BEGIN Recorded information
Issue #317, opened 2017-10-04
1.5.1 issue, nested if.bind click.delegate does not fire after parent container has been hidden and re-shown


discoaaron:
**I'm submitting a bug report**

* **Library Version:**
1.5.1

**Please tell us about your environment:**
* **Operating System:**
Windows 10

* **Node Version:**
7.4.0

* **NPM Version:**
4.0.5

* **JSPM OR Webpack AND Version**
webpack 3.3.0

* **Browser:**
Chrome 61.0.3163.100
Firefox 56.0 (32-bit)

* **Language:**
TypeScript

**Current behaviour:**
Nested if.bind click delegate does not fire when parent container is hidden and re-shown

**Expected/desired behavior:**
nested if.bind click delegate should fire when parent container is re-shown

**Setup**
Below is a clone of the aurelia-skeleton repo with only changes to welcome.ts, welcome.html and package.json. _I was unable to use gist due to the need to change the areulia-templating dependancy, sorry!_
https://github.com/discoaaron/skeleton-typescript-webpack-issue-example

** Expected Behaviour steps **
npm install
npm start

navigate to http://localhost:8080/
Click test - alert shown
Click Toggle (div is hidden)
Click Toggle (div is shown)
Click test - alert shown (as expected)

**Erroneous behaviour steps**
Update aurelia-templating to latest
change 
"aurelia-templating-resources": "1.4.0"
to 
"aurelia-templating-resources": "^1.4.0"	

stop watch task (if still running)
npm update
npm start
	
Click test - alert shown
Click Toggle (div is hidden)
Click Toggle (div is shown)
Click test - alert not shown! (not expected, this should have displayed like normal)
	
I've done some debugging and this is what I have so far
 - the click.delegate doesn't get called
 - debugging the event-manager.js, handleDelegatedEvent function shows that target.delegatedCallbacks is null/ empty when it shouldn't be. 
 - I attempted to debug `if.js` and the newly created `if-core.js` but this was about the point where I'm unsure what I'm looking at.

jsobell:
This may be a bug, but remember that `if.bind` doesn't *hide* an element, it removes it from the DOM.
If you want to hide and show it, use `show.bind`. I think you'll find you find your code then works.

discoaaron:
Yeah, thanks!

[...]

Issue #315, opened 2017-10-03
Aurelia if custom attribute does not work if it's rebound


zenorbi:
**I'm submitting a bug report**

* **Library Version:**
1.5.1

**Please tell us about your environment:**
* **Operating System:**
OSX 10.13

* **Node Version:**
v8.6.0

* **NPM Version:**
5.3.0

* **JSPM OR Webpack AND Version**
aurelia-cli 0.31.3

* **Browser:**
all

* **Language:**
ESNext

**Current behavior:**
Rebinding a view having an if custom-attribute does not rebind the subviews inside the if.

**Expected/desired behavior:**

* **What is the expected behavior?**
Here is a repo to reproduce the bug as the gist.run does not use the latest `aurelia-templating-resources`.
https://github.com/zenorbi/aurelia-if-bug
Here is the gist with a the older aurelia-templating-resources which works: https://gist.run/?id=ef8b6fb22488bafda3c15b975e9c1820

bigopon:
What browser did you get the wrong behavior ? It's working fine for me, the button is doing its job properly. Did you miss anything in bug reproduction instruction ?

zenorbi:
@bigopon Chrome Version 61.0.3163.100 (Official Build) (64-bit) also using Firefox 56.0 (64-bit)

Please make sure you use the repo I linked as the gist version uses an older `aurelia-templating-resources`.

bigopon:
Only happen to nested `if`. The `View` of nested `if` will not call `bind` for some reason

zenorbi:
Well not just in case of nested `if`s, but any `if` binding where you `unbind` then `bind` the view again which has an `if` attribute somewhere inside it. The outside `if` is just the simplest way to get a view then unbind and rebind it.
In our internal project we use a caching aurelia `ViewFactory` where the created view only has a single `if` binding but due to caching we reuse thus rebind the view multiple times.

nenadvicentic:
Same problem here.
After template is hidden and shown again, `delegate` binding on some items does not work any more.

```
<template if.bind="...">
    <button if.bind="..." click.delegate="doSomething()"></button>
</template>
```

jods4:
#317 is a duplicate of this but contains an analysis of the cause and a proposed solution in a comment.

@EisenbergEffect We can close this issue and track the problem with #317.

EisenbergEffect:
Closing as duplicate of an issue that we've merged the fix for. See #317

PR #324, opened 2017-10-11
fix(if-core.js): child view re-binding issue

discoaaron:
sets showing to false on unbind to ensure binding is carried out when view is re-shown
nested views were not re-bound when parent was re-shown

Resolves
https://github.com/aurelia/templating-resources/issues/317
https://github.com/aurelia/templating-resources/issues/315


mjwwit:
Maybe we should add some unit-test(s) for this bug to prevent this from happening again.

jods4:
@discoaaron Thanks for the fix!
Can you revert all the `dist` changes please? They are generated when publishing a new version.

jods4:
I had a look at my changes when adding `else` and that `showing = false` was not there before:
https://github.com/aurelia/templating-resources/commit/8b0131aefb8f181fc110e036cae11589bbba1e37#diff-bbce44daacb259a7b129c4fa0d062406L108

My analysis is that where the subtle change happened is in the behaviour of old `_runValueChanged` vs `_show`:
https://github.com/aurelia/templating-resources/commit/8b0131aefb8f181fc110e036cae11589bbba1e37#diff-bbce44daacb259a7b129c4fa0d062406L66

New `_show()` does nothing if `showing` whereas the old implementation would still create and bind a view, even if `showing == true`. 

That old code doesn't actually make much sense and the flag `showing` and the state of the component are not in sync -- yet it worked.

I like your new fix better, the flag `showing` should be reset to false when component is unbound, so that everything is consistent and code logical.

jods4:
@mjwwit agreed that a new unit test would be great. That old behavior was hard to get from code only. 
Care to submit one? 

I'm back from a break and have _lots_ of catch up to do. 😞

EisenbergEffect:
@mjwwit @discoaaron I'm happy to merge this pending the removal of dist. If we can add a unit test to cover this at the same time, even better. Otherwise, maybe a second PR to add the test for this case. We definitely want to prevent similar regressions in the future. Ping me when this is ready and I'll get out a release within the day.

mjwwit:
@EisenbergEffect I'll work on a separate PR the unit-test.

EisenbergEffect:
@jods4 Can you do a review and let me know if this is good now?

jods4:
@EisenbergEffect Good for me! :shipit:

discoaaron:
Hey guys!
Sorry for the delay I was trying to figure out how the tests work, unfortunately (after about an hour of trial and error) I was unable to create a test which isolated the problem. 

I'd really appreciate the help @mjwwit 👍

mjwwit:
@EisenbergEffect Actually, hold off on merging for a bit. I think I can send a PR to @discoaaron's fork. That way you can merge everything at once.

mjwwit:
@discoaaron @EisenbergEffect PR with unit-tests is ready: discoaaron/templating-resources#1
I've included unit-tests for most of `ifCore.unbind()`, since there was no coverage at all.

discoaaron:
Thanks a lot @mjwwit! I can confirm the new tests exploit the bug.
Over to you @EisenbergEffect or @jods4

huochunpeng:
Too sad, this fix likely introduced a new issue #328.
I have to go back to v1.4.0 for old battle tested if.bind.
END Recorded information
## Instructions for the task
List all lines from the entries that include the word "rebind".

## Result of this task
Rebinding a view having an if custom-attribute does not rebind the subviews inside the if.
Well not just in case of nested `if`s, but any `if` binding where you `unbind` then `bind` the view again which has an `if` attribute somewhere inside it. The outside `if` is just the simplest way to get a view then unbind and rebind it.
In our internal project we use a caching aurelia `ViewFactory` where the created view only has a single `if` binding but due to caching we reuse thus rebind the view multiple times.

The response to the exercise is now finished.